◆ What is expected: Among the entries below, find the lines holding "message" and copy them.

*** Study material Section Begins ***

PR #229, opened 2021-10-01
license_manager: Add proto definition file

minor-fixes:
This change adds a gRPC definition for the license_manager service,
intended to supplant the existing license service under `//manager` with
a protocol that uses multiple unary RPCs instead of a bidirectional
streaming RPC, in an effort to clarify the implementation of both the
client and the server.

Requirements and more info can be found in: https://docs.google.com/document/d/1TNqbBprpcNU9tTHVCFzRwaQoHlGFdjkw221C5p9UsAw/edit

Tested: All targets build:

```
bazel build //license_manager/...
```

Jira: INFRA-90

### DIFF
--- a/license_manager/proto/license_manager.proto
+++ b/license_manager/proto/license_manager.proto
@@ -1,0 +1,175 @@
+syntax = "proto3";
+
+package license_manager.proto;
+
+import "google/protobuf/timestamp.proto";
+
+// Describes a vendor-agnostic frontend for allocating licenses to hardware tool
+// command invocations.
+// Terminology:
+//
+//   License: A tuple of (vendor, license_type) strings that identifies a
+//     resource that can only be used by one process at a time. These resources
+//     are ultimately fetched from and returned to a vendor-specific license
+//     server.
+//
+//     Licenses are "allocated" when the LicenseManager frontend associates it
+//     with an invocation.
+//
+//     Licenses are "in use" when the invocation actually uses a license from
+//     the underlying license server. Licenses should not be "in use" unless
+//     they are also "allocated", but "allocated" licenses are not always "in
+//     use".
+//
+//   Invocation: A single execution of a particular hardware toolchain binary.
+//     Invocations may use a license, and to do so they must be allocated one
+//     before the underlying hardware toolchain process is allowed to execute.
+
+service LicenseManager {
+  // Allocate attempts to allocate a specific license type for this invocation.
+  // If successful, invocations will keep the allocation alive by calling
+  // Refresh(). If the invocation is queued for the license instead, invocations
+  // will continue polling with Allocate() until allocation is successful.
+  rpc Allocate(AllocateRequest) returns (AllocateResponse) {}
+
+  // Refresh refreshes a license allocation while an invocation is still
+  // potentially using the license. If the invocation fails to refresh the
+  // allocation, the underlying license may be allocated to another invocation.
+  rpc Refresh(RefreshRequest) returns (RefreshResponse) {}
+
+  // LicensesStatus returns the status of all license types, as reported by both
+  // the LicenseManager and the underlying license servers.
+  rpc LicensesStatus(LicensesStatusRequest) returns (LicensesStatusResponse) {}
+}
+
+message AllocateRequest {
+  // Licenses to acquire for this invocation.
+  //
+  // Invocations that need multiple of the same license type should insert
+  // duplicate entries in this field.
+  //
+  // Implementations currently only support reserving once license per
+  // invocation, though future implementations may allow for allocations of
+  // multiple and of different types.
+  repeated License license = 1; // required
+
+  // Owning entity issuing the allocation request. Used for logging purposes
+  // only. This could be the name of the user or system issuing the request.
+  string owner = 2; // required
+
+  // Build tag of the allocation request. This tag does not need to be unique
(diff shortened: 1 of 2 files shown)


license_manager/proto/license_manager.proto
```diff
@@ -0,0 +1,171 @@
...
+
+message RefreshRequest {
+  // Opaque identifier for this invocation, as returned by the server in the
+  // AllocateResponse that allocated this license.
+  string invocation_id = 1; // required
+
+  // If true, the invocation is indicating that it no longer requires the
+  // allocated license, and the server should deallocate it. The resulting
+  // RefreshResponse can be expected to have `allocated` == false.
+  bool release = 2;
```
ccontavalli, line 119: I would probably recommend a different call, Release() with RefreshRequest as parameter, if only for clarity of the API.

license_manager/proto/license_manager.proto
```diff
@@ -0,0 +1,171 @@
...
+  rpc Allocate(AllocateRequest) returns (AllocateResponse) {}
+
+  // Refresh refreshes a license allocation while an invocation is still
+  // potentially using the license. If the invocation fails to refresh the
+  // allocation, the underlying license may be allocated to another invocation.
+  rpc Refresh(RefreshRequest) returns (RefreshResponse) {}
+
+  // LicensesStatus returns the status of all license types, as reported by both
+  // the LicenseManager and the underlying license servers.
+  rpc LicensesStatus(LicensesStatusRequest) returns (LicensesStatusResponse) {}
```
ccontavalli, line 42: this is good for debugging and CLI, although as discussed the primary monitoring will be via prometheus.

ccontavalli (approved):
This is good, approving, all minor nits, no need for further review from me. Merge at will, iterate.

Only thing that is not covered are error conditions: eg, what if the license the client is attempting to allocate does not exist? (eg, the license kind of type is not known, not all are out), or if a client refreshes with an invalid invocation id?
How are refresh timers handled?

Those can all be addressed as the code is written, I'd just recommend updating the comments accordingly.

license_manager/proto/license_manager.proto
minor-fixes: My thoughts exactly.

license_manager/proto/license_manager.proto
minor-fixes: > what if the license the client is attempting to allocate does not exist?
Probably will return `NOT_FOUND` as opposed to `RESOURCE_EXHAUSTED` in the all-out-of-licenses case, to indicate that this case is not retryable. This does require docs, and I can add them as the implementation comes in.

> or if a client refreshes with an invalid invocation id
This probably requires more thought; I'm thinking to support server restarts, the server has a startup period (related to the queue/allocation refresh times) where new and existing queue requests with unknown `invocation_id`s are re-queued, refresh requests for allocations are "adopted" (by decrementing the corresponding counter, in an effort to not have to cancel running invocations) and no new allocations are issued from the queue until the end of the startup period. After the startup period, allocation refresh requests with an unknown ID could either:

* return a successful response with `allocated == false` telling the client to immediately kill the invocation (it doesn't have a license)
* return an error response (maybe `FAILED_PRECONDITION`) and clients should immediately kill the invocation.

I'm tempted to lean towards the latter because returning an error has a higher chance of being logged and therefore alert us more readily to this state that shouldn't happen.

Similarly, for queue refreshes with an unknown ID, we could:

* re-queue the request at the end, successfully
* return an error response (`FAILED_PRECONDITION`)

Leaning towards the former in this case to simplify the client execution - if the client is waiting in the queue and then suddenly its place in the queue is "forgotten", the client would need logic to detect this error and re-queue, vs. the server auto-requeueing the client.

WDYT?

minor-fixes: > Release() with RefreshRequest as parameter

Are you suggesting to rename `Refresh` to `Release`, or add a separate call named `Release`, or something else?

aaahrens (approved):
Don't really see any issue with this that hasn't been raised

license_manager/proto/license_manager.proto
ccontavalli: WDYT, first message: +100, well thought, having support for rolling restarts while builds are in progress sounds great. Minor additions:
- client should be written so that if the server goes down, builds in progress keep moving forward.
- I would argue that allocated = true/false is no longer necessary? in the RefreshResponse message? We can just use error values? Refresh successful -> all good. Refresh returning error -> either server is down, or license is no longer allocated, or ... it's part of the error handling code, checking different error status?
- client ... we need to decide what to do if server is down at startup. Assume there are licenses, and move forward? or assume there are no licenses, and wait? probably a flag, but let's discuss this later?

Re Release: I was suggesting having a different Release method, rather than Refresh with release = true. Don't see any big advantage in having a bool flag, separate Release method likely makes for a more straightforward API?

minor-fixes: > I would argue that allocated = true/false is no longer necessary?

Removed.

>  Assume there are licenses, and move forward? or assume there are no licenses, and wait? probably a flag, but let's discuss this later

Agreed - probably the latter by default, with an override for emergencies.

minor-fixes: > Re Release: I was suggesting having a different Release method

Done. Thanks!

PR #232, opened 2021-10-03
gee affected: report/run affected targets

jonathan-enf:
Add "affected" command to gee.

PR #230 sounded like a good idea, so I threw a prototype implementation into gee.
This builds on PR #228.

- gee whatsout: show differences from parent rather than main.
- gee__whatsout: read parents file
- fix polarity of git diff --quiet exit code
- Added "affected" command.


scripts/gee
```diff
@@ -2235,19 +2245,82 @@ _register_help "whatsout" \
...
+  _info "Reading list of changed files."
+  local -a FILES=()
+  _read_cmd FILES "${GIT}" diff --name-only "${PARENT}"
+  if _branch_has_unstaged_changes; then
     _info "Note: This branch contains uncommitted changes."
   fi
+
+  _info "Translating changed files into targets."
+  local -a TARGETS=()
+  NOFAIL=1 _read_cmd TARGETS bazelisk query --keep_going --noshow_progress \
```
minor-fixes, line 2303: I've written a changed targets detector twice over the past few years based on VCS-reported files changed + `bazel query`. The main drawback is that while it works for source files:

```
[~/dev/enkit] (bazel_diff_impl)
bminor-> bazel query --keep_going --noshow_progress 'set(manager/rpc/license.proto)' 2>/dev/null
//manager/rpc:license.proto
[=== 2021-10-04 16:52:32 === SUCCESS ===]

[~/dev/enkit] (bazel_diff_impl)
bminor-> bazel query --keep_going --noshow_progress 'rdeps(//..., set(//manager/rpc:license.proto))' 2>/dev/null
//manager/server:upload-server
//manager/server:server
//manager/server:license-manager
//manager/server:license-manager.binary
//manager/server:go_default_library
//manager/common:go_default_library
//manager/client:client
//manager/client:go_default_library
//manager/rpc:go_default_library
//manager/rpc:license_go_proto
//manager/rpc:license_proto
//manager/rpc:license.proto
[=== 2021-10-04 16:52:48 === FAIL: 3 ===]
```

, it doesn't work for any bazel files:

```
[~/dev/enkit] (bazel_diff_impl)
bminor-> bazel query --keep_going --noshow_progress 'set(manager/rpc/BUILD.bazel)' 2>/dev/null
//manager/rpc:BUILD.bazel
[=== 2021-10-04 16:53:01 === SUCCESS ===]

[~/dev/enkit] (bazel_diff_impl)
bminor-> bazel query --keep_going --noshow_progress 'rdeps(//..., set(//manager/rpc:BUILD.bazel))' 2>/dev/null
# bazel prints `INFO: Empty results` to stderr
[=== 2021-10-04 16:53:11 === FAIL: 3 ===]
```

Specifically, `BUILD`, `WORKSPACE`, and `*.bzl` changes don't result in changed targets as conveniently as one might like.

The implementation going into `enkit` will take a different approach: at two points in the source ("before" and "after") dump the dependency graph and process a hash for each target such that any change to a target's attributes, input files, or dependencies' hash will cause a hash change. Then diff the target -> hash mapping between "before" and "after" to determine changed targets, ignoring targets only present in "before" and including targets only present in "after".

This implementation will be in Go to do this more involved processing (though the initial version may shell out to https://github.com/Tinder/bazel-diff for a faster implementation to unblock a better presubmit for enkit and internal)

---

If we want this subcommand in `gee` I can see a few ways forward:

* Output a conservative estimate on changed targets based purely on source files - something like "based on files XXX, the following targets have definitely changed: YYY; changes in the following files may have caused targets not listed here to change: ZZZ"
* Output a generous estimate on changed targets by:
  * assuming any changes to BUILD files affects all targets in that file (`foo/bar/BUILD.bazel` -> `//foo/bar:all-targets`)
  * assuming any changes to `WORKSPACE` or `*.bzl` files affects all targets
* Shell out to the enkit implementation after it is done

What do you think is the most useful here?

*** Study material Section Ends ***

◆ Task answer:
+message AllocateRequest {
+message RefreshRequest {
ccontavalli: WDYT, first message: +100, well thought, having support for rolling restarts while builds are in progress sounds great. Minor additions:
- I would argue that allocated = true/false is no longer necessary? in the RefreshResponse message? We can just use error values? Refresh successful -> all good. Refresh returning error -> either server is down, or license is no longer allocated, or ... it's part of the error handling code, checking different error status?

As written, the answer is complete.